What provisions are new?

  • Additional distributions to qualified public safety employees. The exception to the 10% additional tax for early distributions is expanded to include additional distributions made to qualified public safety employees after separation from service on or after December 30, 2022.
    • Distributions to those employees separating from service on or after they reach age 50 or those employees with 25 years of service with the plan, whichever is earlier.
    • Distributions to firefighters covered by private sector retirement plans; and
    • Distributions to those employees who provide services as a corrections officer or as a forensic security employee providing for the care, custody, and control of forensic patients, who meet the age requirement above.
  • Distributions to terminally ill individuals. The exception to the 10% additional tax for early distributions is expanded to apply to distributions made to terminally ill individuals on or after December 30, 2022.
  • Required minimum distributions (RMDs). Individuals who reach age 72 after December 31, 2022, may delay receiving their RMDs until April 1 of the year following the year in which they turn 73.

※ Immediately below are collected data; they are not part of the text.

PR #1219, opened 2021-04-07
Replace deprecated GCompletion with GtkEntryCompletion 

zhuyaliang:
Using  ```gtk_entry_completion```  replaces that has been discarded ```g_ompletion```
By replacement, a lot of redundant code is removed

### test
```
make pr && make install
Shortcut key Alt + F2
```

### DIFF
--- a/mate-panel/panel-run-dialog.c
+++ b/mate-panel/panel-run-dialog.c
@@ -88,7 +88,7 @@ typedef struct {
 	GHashTable       *dir_hash;
 	GList		 *possible_executables;
 	GList		 *completion_items;
-	GCompletion      *completion;
+	GtkEntryCompletion *completion;
 
 	int	          add_items_idle_id;
 	int		  find_command_idle_id;
@@ -251,10 +251,6 @@ panel_run_dialog_destroy (PanelRunDialog *dialog)
 		g_free (l->data);
 	g_list_free (dialog->completion_items);
 	dialog->completion_items = NULL;
-
-	if (dialog->completion)
-		g_completion_free (dialog->completion);
-	dialog->completion = NULL;
 
 	panel_run_dialog_disconnect_pixmap (dialog);
 
@@ -1418,6 +1414,33 @@ fill_executables (GList *possible_executables,
 	return list;
 }
 
+static GtkTreeModel *
+create_completion_model (GList *list)
+{
+	GtkListStore *store;
+	GtkTreeIter   iter;
+	GList        *l;
+
+	store = gtk_list_store_new (1, G_TYPE_STRING);
+	for (l = list; l; l = l->next)
+	{
+		gtk_list_store_append (store, &iter);
+		gtk_list_store_set (store, &iter, 0, l->data, -1);
+	}
+
+	return GTK_TREE_MODEL (store);
+}
+
+static void
+completion_add_items (GtkEntryCompletion *completion, GList *list)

  • Energy efficient home improvement credit. This credit was previously named the nonbusiness energy property credit. Through December 31, 2022, it was a $500 lifetime credit. Beginning January 1, 2023, the amount of the credit is equal to 30% of the sum of amounts paid by the taxpayer for certain qualified expenditures, with an annual credit of generally up to $1,200. Electric or natural gas heat pump water heaters, electric or natural gas heat pumps, and biomass stoves and biomass boilers have a separate aggregate yearly credit limit. See the Miscellaneous Credits lesson for details.
  • Repayment of qualified birth or adoption distributions. Individuals may repay qualified birth or adoptions distributions at any time during the 3-year period beginning on the day after the date on which such distribution was received. For distributions made on or before December 29, 2022, repayment must be made before January 1, 2026.
  • Certain corrective distributions not subject to 10% early distribution tax. Beginning on December 29, 2022, the 10% additional tax on early distributions doesn’t apply to distributions of amounts contributed to an IRA in excess of the contributions limit which are withdrawn on or before the due date (including extensions) of the income tax return.
  • Excise tax for distributions less than required minimum distribution amount reduced. The excise tax for distributions that are less the required minimum distribution amount is reduced to 25% beginning in 2023. There is a reduced excise tax rate of 10% for taxpayers meeting additional requirements.
  • Public safety officer exclusion from gross income of up to $3,000 for insurance premiums no longer requires that the plan directly pay the insurance premiums.